Regime on edge as ruling nears

Regime on edge as ruling nears

Ex-PM faces prospect of 10 years in prison

City police officers check the premises of the Supreme Court's Criminal Division for Holders of Political Positions. (Photo and video by Thawatchai Khemkamnerd
City police officers check the premises of the Supreme Court's Criminal Division for Holders of Political Positions. (Photo and video by Thawatchai Khemkamnerd

Former prime minister Yingluck Shinawatra faces the prospect of 10 years behind bars or two other possible scenarios on Friday when the Supreme Court rules on whether she was guilty of dereliction of duty in her rice-pledging case.

If found guilty she could either be incarcerated or receive a suspended jail sentence. A not guilty ruling would see the case dismissed. Either result is likely to yield appeals, experts say. Police fear a prison sentence could potentially spark riots and unrest.

Ms Yingluck and public prosecutors can appeal the verdict within 30 days.

The ex-premier has been charged with failing to prevent corruption in the rice scheme, her government's flagship policy.

However, a guilty ruling would draw sympathy from the Shinawatras' huge support base in the North and Northeast and risk further ramping up Pheu Thai's popularity in its two big strongholds, experts say.

Political observers said a suspended sentence would best suit the government's attempts to foster national reconciliation despite angering Ms Yingluck and Pheu Thai's rivals.

If the case is dismissed it would legitimise the party's rice policy possibly leading it to roll out a similar campaign promise ahead of next year's general election, the sources said.

Several analysts contacted by the Bangkok Post said the third scenario is the least likely to come to fruition.

Meanwhile, strong efforts have been made to whip up political pressure outside the court by trying to have the case dismissed or get a suspended sentence handed down in the name of reconciliation, the sources said.

But grassroots pressure has failed to notch up much success since the 2014 coup in persuading the military-led government to negotiate with political opponents, observers note.

The regime appears bent on rooting out key Pheu Thai figures including Ms Yingluck, who has been banned for politics for five years after she was impeached by the coup-installed National Legislative Assembly (NLA), the sources said.

Analysts say if the case is dismissed, prosecutors will immediately appeal as they have long campaigned about how the scheme incurred mammoth government losses in excess of 500 billion baht.

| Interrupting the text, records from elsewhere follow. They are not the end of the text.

PR #1848, opened 2023-02-07
[RSDK-571] Movement sensors: don't report the same error twice

penguinland:
I was deleting old branches, and noticed that I never sent this out.

These movement sensors have a goroutine that constantly reads the sensor and stores that information, and if the sensor has errors, it stores the errors, too. Then, if you want data out, you can get the most recent sensor readings and the most recent error if it exists. 

This PR clears the error when it is returned: you used to get the most recent error even if you've already gotten it before, whereas this time we'll set the error to `nil` every time we return it to some external request (so each one is only returned once). Also, `Properties()` should not return errors from sensors; it's for returning what capabilities we think we have.

Everything compiles, but I haven't tested it more than that because I've been unable to set up any of these sensors myself.

I don't like how much copying and pasting I've done, but I also don't really see how to remove any of it. Suggestions welcome!


components/movementsensor/gpsnmea/pmtkI2C.go
```diff
@@ -192,21 +192,29 @@ func (g *PmtkI2CNMEAMovementSensor) GetBusAddr() (board.I2C, byte) {
 func (g *PmtkI2CNMEAMovementSensor) Position(ctx context.Context, extra map[string]interface{}) (*geo.Point, float64, error) {
 	g.mu.RLock()
 	defer g.mu.RUnlock()
-	return g.data.location, g.data.alt, g.lastError
+	// Return the most recent error, and clear it for next time.
+	lastError := g.lastError
+	g.lastError = nil
```
randhid, line 197: [minor] maybe a function that does this:
```
func (g *movementSensor) returnAndResetLastError() error {
      g.errMu.RLock()
      defer g.errMu.RUnlock()
      errOut := g.lastErr
      g.lastErr = nil
      return errOut
}
```

`setLastError` and `getLastError` in gpsnmea, cameramono have similar logic. maybe there's a way you could edit those functions to do this instead? it seems like a lot of overlap.

randhid (changes requested):

components/movementsensor/gpsnmea/pmtkI2C.go
penguinland: > maybe there's a way you could edit those functions to do this instead?

Thanks to @gvaradarajan for this suggestion: we should make a `LastError` object that has `Get()` and `Set(error)` functions on it, and then each paragraph I added and the corresponding parts of the other files you mentioned all become a 1-liners. Not sure if I'll get to this today, but I really like that design and will do it sometime soon.

components/movementsensor/last_error.go
```diff
@@ -0,0 +1,25 @@
+package movementsensor
+
+import (
+	"sync"
+)
+
+type lastError struct {
```
randhid, line 7: [nit] getting ahead of this while you're working on it - can we put this in `movementsensor/utils.go`

penguinland: :shrug: if you want. I originally put it there, and then decided that utils.go is more for error reporting than actual utility things, so I moved it out. but I can put it back.

penguinland:
This PR grew much larger than I expected, but it's kinda-sorta the same couple changes many times over. Start with utils.go to see the new `lastError` struct and its tests, and then look at the rest after that.

components/movementsensor/adxl345/adxl345.go
```diff
@@ -76,7 +76,7 @@ type adxl345 struct {
 	// Lock the mutex when you want to read or write either the acceleration or the last error.
 	mu                 sync.Mutex
 	linearAcceleration r3.Vector
-	lastError          error
+	err                movementsensor.LastError
```
randhid, line 79: [test-req] let's test with a `imu-wit`, `gps-nmea`, `accel-adxl345`, and `gyro-mpu6050`.

randhid (changes requested):
I hate to add more work - but `cameramono.go` also follows the setLastError method and should be updated accordingly.

components/movementsensor/gpsnmea/pmtkI2C.go
```diff
@@ -144,14 +136,14 @@ func (g *PmtkI2CNMEAMovementSensor) Start(ctx context.Context) error {
...
-					g.setLastError(err)
+					g.err.Set(err)
 					return
 				}
 				buffer, err := handle.Read(ctx, 1024)
 				hErr := handle.Close()
 				if hErr != nil {
 					g.logger.Errorf("failed to close handle: %s", hErr)
-					g.setLastError(err)
+					g.err.Set(err)
```
penguinland, line 146: Something in here is muddled: we will only store `err` if `hErr` is non-nil. and `hErr` is never stored for later, only logged. I kinda want to fix that in a separate PR; this one is already too large.

components/movementsensor/adxl345/adxl345.go
penguinland: :astonished: Excellent idea! I've got [this robot](https://app.viam.com/robot?id=ec50486f-92db-4364-b77e-59df960ad5ad&tab=control&part=df230c5c-0dcc-4d80-8a84-1e416e015603) currently hooked up with one of each of those. The Wit IMU periodically has spontaneous errors, but it recovers from them afterwards. The other 3 typically don't have errors, but if I unplug the I2C clock pin, they get errors, and then if I plug it back in, the errors disappear.

Compare this to running on the `main` branch: surprisingly, this has the same behavior! I absolutely didn't expect that, and currently have no explanation for how the errors disappear (even knowing that they _do_ disappear, I still can't see why). 

I kinda want to merge this branch because I think it's clearer what's going on, but I recognize that the old version appears to work as expected even if I don't understand why.

components/movementsensor/gpsnmea/pmtkI2C.go
randhid: perhaps a `multierror.Combine` for both errors would be sufficient here?

randhid: two things - the reading code right below is important to keep, it's the reason we clear the error right now actually, since it tires it's best to retry reading and parsing until it succeeds in getting a message. So whatever function implements the `defer` would have to be rewritten to deal with only Open, Read, Close i2cHandles and return an error.

stevebriskin (approved):

randhid (approved):
LGTM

If she receives a jail sentence Ms Yingluck would have to appeal merely to seek bail.

Ahead of Friday's ruling, authorities have been deployed to block her more ardent supporters from massing at the court in north Bangkok to lend her moral support.

Some 24 red-shirt leaders and their allies are on a police watch list.

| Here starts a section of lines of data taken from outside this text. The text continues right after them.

PR #1849, opened 2023-02-08
Fix capsule collision bug

biotinker:


biotinker:
@nfranczak

spatialmath/capsule.go
```diff
@@ -112,14 +112,17 @@ func (c *capsule) AlmostEqual(g Geometry) bool {
 // Transform premultiplies the capsule pose with a transform, allowing the capsule to be moved in space.
 func (c *capsule) Transform(toPremultiply Pose) Geometry {
 	newPose := Compose(toPremultiply, c.pose)
+	segB := Compose(toPremultiply, NewPoseFromPoint(c.segB)).Point()
+	center := newPose.Point()
```
raybjork, line 116: actually not sure why we are storing this at all given that we have a `Pose`.  The caching speed up has got to be super minor right?

raybjork (approved):
LGTM.  Could you provide some context for how you found this?

spatialmath/capsule.go
biotinker: Cacheing speedup was minor but definitely noticeable, 4% or so. The collision computations are *the* bottleneck for motion planning, so this is one of the few places it's worth it (others being FK calculations and nlopt)

spieswl (approved):
Looks good!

Earlier this week, security forces set up checkpoints on all key roads leading to the capital to screen travelers and weed out people seen as potential troublemakers as authorities fear the court could become a staging ground for political rallies regardless of the verdict.

"Some 24 people as well as leaders of the United Front for Democracy against Dictatorship [UDD] are under close watch, particularly Watana Muangsook, a key Pheu Thai Party figure," said Pol Col Olan Sukkasem, chief of the Sub-Division 3 of the Technology Crime Suppression Division (TCSD).

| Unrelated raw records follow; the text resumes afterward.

PR #1851, opened 2023-02-08
RSDK-1857 add backend support for collision specifications

raybjork:
This work adds support for users to granularly specify which collisions should be allowed or disallowed, where previously this was not possible.  This need arises from use cases such as Menorobot wanting to intersect its end effector with a candle but at the same time wanting to specify the candle as an object that the remainder of the arm should not collide with.  

This functionality will be expanded on with the approval of [the Motion Planning with Constraints Scope Doc](https://docs.google.com/document/d/1ahe-zAblUYTLJk18ozWNAb5Oh0xrUhEanmnNAL13Q-c/edit#heading=h.tcicyojyqi6c), where it will be exposed in a first class manner to users over the API.


motionplan/collision.go
```diff
@@ -248,6 +256,31 @@ func (cg *collisionGraph) collisions() []Collision {
 	return collisions
 }
 
+func (cg *collisionGraph) addCollisionSpecification(specification *Collision) (err error) {
```
spieswl, line 259: [nit] This having the same name as the method down on 352 seems like it'll cause some minor confusion later. Do we have any better candidates for this method's name?

motionplan/collision.go
```diff
@@ -248,6 +256,31 @@ func (cg *collisionGraph) collisions() []Collision {
...
+	if specification.name1 == specification.name2 {
+		return errors.Errorf("cannot add collision specification between entities with the same name: %s", specification.name1)
+	}
+	i, j, ok := cg.getIndices(specification.name1, specification.name2)
+	if !ok {
+		i, j, ok = cg.getIndices(specification.name2, specification.name1)
```
spieswl, line 265: Note for @biotinker and @raybjork: On the contradictory constraints concern, if the collision graph is not triangular, can we have a situation where the indices returned here have different penetration depths because the user specified keys and tests in both directions?

motionplan/collision_test.go
```diff
@@ -76,7 +76,7 @@ func TestCheckCollisions(t *testing.T) {
 	}
 	test.That(t, collisionListsAlmostEqual(cs.Collisions(), expectedCollisions), test.ShouldBeTrue)
 
-	// case 2: zero position of xArm6 arm - should have number of collisions = to number of geometries - 1
+	// case 3: zero position of xArm6 arm - should have number of collisions = to number of geometries - 1
```
spieswl, line 79: [nit] 2

motionplan/collision.go
biotinker: Penetration depth should be directionality-agnostic; it's "the minimum translation such that objects A and B are not in collision", it's not "how far into B does A penetrate"

spieswl (approved):
Looks good! Nice foundational addition. Nits can be negotiated: I don't have a better option in mind for the naming suggestion.

motionplan/collision.go
raybjork: My thought process is that in the eventual redesign CollisionSystems will be completely replaced by CollisionGraphs.  This will make it easier to use long term since you will be interacting with a specific graph rather than the whole system.  So long term I am hoping this goes away, but in the short term I still think its the right decision because CollisionSystems are just a collection of CollisonGraphs, so it would make sense that the methods for interacting with them are largely the same

motionplan/collision.go
```diff
@@ -96,11 +98,11 @@ func (oce *ObjectCollisionEntities) entityFromIndex(index int) *collisionEntity
...
 
 // indexFromName returns the index in the CollisionEntities class that corresponds to the given name.
-func (oce *ObjectCollisionEntities) indexFromName(name string) (int, error) {
+func (oce *ObjectCollisionEntities) indexFromName(name string) (int, bool) {
 	if index, ok := oce.indices[name]; ok {
-		return index, nil
+		return index, true
 	}
-	return -1, fmt.Errorf("collision entity %q not found", name)
+	return -1, false
```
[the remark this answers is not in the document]
raybjork: Yes you mentioned this earlier and I completely forgot to change.  Will do

motionplan/collision.go
```diff
@@ -223,15 +225,21 @@ func newCollisionGraph(
...
-func (cg *collisionGraph) collisionBetween(keyName, testName string) bool {
+func (cg *collisionGraph) getIndices(keyName, testName string) (int, int, bool) {
 	i, iOk := cg.key.indexFromName(keyName)
 	j, jOk := cg.test.indexFromName(testName)
-	if cg.triangular && i > j {
-		i, j = j, i
-	}
-	if iOk == nil && jOk == nil && cg.adjacencies[i][j] >= -spatial.CollisionBuffer {
-		return true
+	return i, j, iOk && jOk
```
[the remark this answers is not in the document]
raybjork: Previously we never allowed the user to ever reference names in the collision system, but with this addition we are giving the user the ability to request a constraint between two entities which may or may not be in the collision graph.  We have to error handle the names not existing

motionplan/collision.go
```diff
@@ -312,3 +345,15 @@ func (cs *CollisionSystem) CollisionBetween(keyName, testName string) bool {
 	}
 	return false
 }
+
+// AddCollisionSpecification takes a Collision as an argument and either whitelists or blacklists collisions between the two entities.
+// Whether or not they are whitelisted or blacklisted depends on the value of the penetration depth of the given Collision.
+// If this value is positive the collision is whitelisted, otherwise it is blacklisted.
```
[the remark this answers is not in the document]
raybjork: Maybe blacklist/whitelist isn't the correct paradigm.  My thought is blacklist is "make sure that a collision between these entities is not something that we allow" and whitelist is "don't bother to check for collision because we're fine with it'. Does that make sense?

motionplan/collision.go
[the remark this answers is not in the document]
biotinker: Gotcha.

We can error immediately if `iOk` is false, rather than also calling jOk

motionplan/collision.go
biotinker: I also don't like the identically named methods.

My vote would be for this one staying the same, and the one below:
`(cs *CollisionSystem) AddCollisionSpecification`
changing to
`(cs *CollisionSystem) AddCollisionSpecificationToGraphs`

motionplan/collision.go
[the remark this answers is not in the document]
biotinker: I understand that; it's more that having that blacklist as a concept to be passed in doesn't do anything different/special, and doesn't really correspond to what we'll be passing in in the ConstraintSpecification API call.

I think for the purpose of this PR you can assume that something upstream consuming the API call creates the correct list of `*Collision` and passes them all here, and all can be treated as whitelists in this code.

biotinker (changes requested):

motionplan/collision.go
spieswl: I was thinking more of a "1" specified for a mapping in one ordering and a "-1" for a mapping in the other ordering.

biotinker: Per my other comment chain here; the `blacklist` functionality should be removed from this PR.

The API-exposed intention of the blacklist isn't "make sure that collisions between these two obstacles are considered", that's the default behavior of an obstacle. It's "when considering collisions between this obstacle and others, consider *only* these others".

So the caller can take that plus a list of all obstacles present, and complement that so `collision.go` only ever consumes "list of collision pairs to ignore". The upstream thing doing the complementing should be the thing that checks for contradictions.

spieswl: Yep.

motionplan/collision.go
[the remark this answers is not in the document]
raybjork: Just reread the scope doc and I was not understanding the intention behind the "deny" functionality.  

That being said, it feels weird to add a setter that only works in one direction.  So even if we are not going to be using the "blacklist" functionality, I feel that it is a useful feature.

motionplan/collision.go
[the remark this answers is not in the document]
raybjork: Actually disagree with this change.  It's the case that 99.99% of the time this should return true, the only exception being if the user has passed in bad input.  In that case it is an error anyway and we don't care about returning infinitesimally faster, whereas an extra if adds some amount of overhead

motionplan/collision.go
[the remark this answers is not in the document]
raybjork: Ok I will remove

services/motion/builtin/builtin.go
```diff
@@ -31,7 +31,7 @@ func init() {
 }
 
 // NewBuiltIn returns a new move and grab service for the given robot.
-func NewBuiltIn(ctx context.Context, r robot.Robot, config config.Service, logger golog.Logger) (motion.Service, error) {
+func NewBuiltIn(ctx context.Context, r robot.Robot, config config.Servipce, logger golog.Logger) (motion.Service, error) {
```
spieswl, line 34: Typo here is causing the CI to break, FYI

motionplan/collision.go
```diff
@@ -312,3 +337,13 @@ func (cs *CollisionSystem) CollisionBetween(keyName, testName string) bool {
 	}
 	return false
 }
+
+// AddCollisionSpecificationToGraphs takes a Collision as an argument and either whitelists collisions between the two entities.
+func (cs *CollisionSystem) AddCollisionSpecificationToGraphs(specification *Collision) error {
```
biotinker, line 342: Thinking about this more; I think the reason it seems to make sense to also have a blacklist is that we're using `Collision` objects to represent the input here, which have a field for penetration depth now going unused.

It may make more sense to just have `name1, name2 string` as the parameters for this and the other function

There has been no sign so far that supporters of the former premier have attempted to use the occasion to stir up political unrest, he added.

Acting Pheu Thai spokesman Anusorn Iamsa-ard dismissed reports that people are being mobilised to visit the court based on a hidden political agenda.

He said Ms Yingluck's supporters have turned up at 20 court hearings for the case without causing any trouble.

Key UDD figure Nattawut Saikuar echoed Mr Anusorn's sentiments. He said that as the authorities have been deployed nationwide for months to maintain stability they must have noticed there have been no moves to galvanise supporters to cause unrest at the court.

A Pheu Thai source said Ms Yingluck's fans have been contacted to travel to the court separately. Many from the northern and northeastern provinces arrived in Bangkok earlier in the week, he said.

Former Pheu Thai MPs were planning to contact her more localised support base to encourage them to support her when the case wraps up, the same source said. They were asked not to wear or bring anything of politically symbolic value, he added.

Meanwhile, Col Piyapong Klinpan, a spokesperson for the National Council for Peace and Order (NCPO), said between 2,000 and 3,000 supporters are expected to turn up tomorrow.

He confirmed there are no intelligence reports suggesting unrest is on the cards.

A security source said about 2,000 of the supporters are expected to come from Bangkok and nearby provinces including Nonthaburi, Samut Prakan, Nonthaburi and Ayutthaya. Another 1,000 are expected from the North and Northeast.

About 70% of her fans who are due to show tomorrow are female, the source noted.

Military intelligence and administrative officers in Phichit said 30 red shirts in Bang Mun Nak district are believed to have travelled independently to Bangkok for the occasion.

Another 20 will leave for the capital today, they said.